Opinion
October 15, 1973
In an negligence action to recover damages for personal injuries, defendant appeals from an interlocutory judgment of the Supreme Court, Richmond County, entered January 24, 1973, in plaintiff's favor on the issue of liability only, upon a jury verdict. Judgment reversed, on the law, and new trial granted, with costs to abide the event. No questions of fact were urged by appellant and none have been considered. The trial court refused to permit defendant to put into evidence a portion of plaintiff's emergency room hospital record wherein it was recounted that plaintiff fell outside of defendant's building. The physician who had taken the history testified that he recognized the record as having been written in his handwriting.

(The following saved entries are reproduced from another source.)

PR #4725, opened 2020-04-21
[PaxosLog] MigrationPaxosStateLog

gmaretic:
**Goals (and why)**:
Have a dual writing paxos state log

At initialization time, seed the new log with the state from the old log. Do all the writes to both logs, do all the reads from both, log if results are not consistent, then return the value from old one.

Unit tests

Currently, we reseed the new log every time. Maybe we should do something smarter? The simple idea with using get least, get greatest to check the current state does not guarantee consistency unfortunately.

Tests?

tomorrow

### DIFF
--- a/leader-election-impl/src/main/java/com/palantir/paxos/MigrationPaxosStateLog.java
+++ b/leader-election-impl/src/main/java/com/palantir/paxos/MigrationPaxosStateLog.java
@@ -18,11 +18,11 @@ package com.palantir.paxos;
 
 import java.io.IOException;
 import java.util.Arrays;
-import java.util.Optional;
 import java.util.concurrent.locks.ReadWriteLock;
 import java.util.concurrent.locks.ReentrantReadWriteLock;
 import java.util.function.Function;
 
+import org.immutables.value.Value;
 import org.slf4j.Logger;
 import org.slf4j.LoggerFactory;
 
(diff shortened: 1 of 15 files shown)


leader-election-impl/src/main/java/com/palantir/paxos/MigrationPaxosStateLog.java
```diff
@@ -0,0 +1,148 @@
...
+        }
+    }
+
+    @Override
+    public byte[] readRound(long seq) throws IOException {
+        lock.readLock().lock();
+        try {
+            byte[] legacyResult = legacyLog.readRound(seq);
+            byte[] currentResult = currentLog.readRound(seq);
+            if (!Arrays.equals(legacyResult, currentResult)) {
```
jkozlowski, line 89: I think this validation should run only on startup

leader-election-impl/src/main/java/com/palantir/paxos/MigrationPaxosStateLog.java
```diff
@@ -0,0 +1,148 @@
...
+    private final Persistable.Hydrator<V> hydrator;
+
+    private MigrationPaxosStateLog(Settings<V> settings) {
+        this.legacyLog = settings.sourceOfTruth();
+        this.currentLog = settings.secondary();
+        this.hydrator = settings.hydrator();
+    }
+
+    public static <V extends Persistable & Versionable> PaxosStateLog<V> create(Settings<V> settings) {
+        seedCurrentFromLegacy(settings);
```
jkozlowski, line 49: How will you handle remembering to run this only once?

Also, how would we make sure someone doesn’t downgrade from when we start writing only to new store to code that only reads from old store

jeremyk-91: I think the current approach _is_ intentionally to do it everytime. This is probably mitigated by us being non-leader when starting up, generally speaking, so not terrible. Though it could be O(minutes) at our big deployments which seems less than ideal. 

We should think if there's a way to only do this for values that weren't already copied (possibly bounded by something in the learner sequence). If I'm not mistaken overwrites _can_ happen at previous sequence numbers, so we do need to be careful.

Downgrade is probably protected via schema versions in internal framework.

jeremyk-91:
There are probably two separate concerns here: _validation of correctness_, and _data migration_. This is probably a fair approach for the first, though we need to think carefully about the second.

gmaretic:
Will reopen as a new PR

In addition, he identified his signature thereon and stated that this history was taken on the day that plaintiff was taken to the hospital to be treated for injuries allegedly sustained by her in a fall on defendant's premises. Although he could not recall the incident independently and his recollection of the facts was not refreshed by his in-court reading of the record, he did testify that he had taken the history from plaintiff. It is plaintiff's position that she fell inside of defendant's premises. Since the attending physician stated that he had taken a contrary statement from her on the date of the alleged accident, we think that the statement contained in the history portion of plaintiff's hospital record should have been admitted into evidence as an admission against plaintiff. The trial court's ruling to the contrary was error ( Roberto v. Nielson, 262 App. Div. 1035, affd. 288 N.Y. 581; Del Toro v. Carroll, 33 A.D.2d 160, 165; Richardson, Evidence [9th ed.], § 233, p. 227). Munder, Acting P.J., Martuscello, Latham, Gulotta and Benjamin, JJ., concur.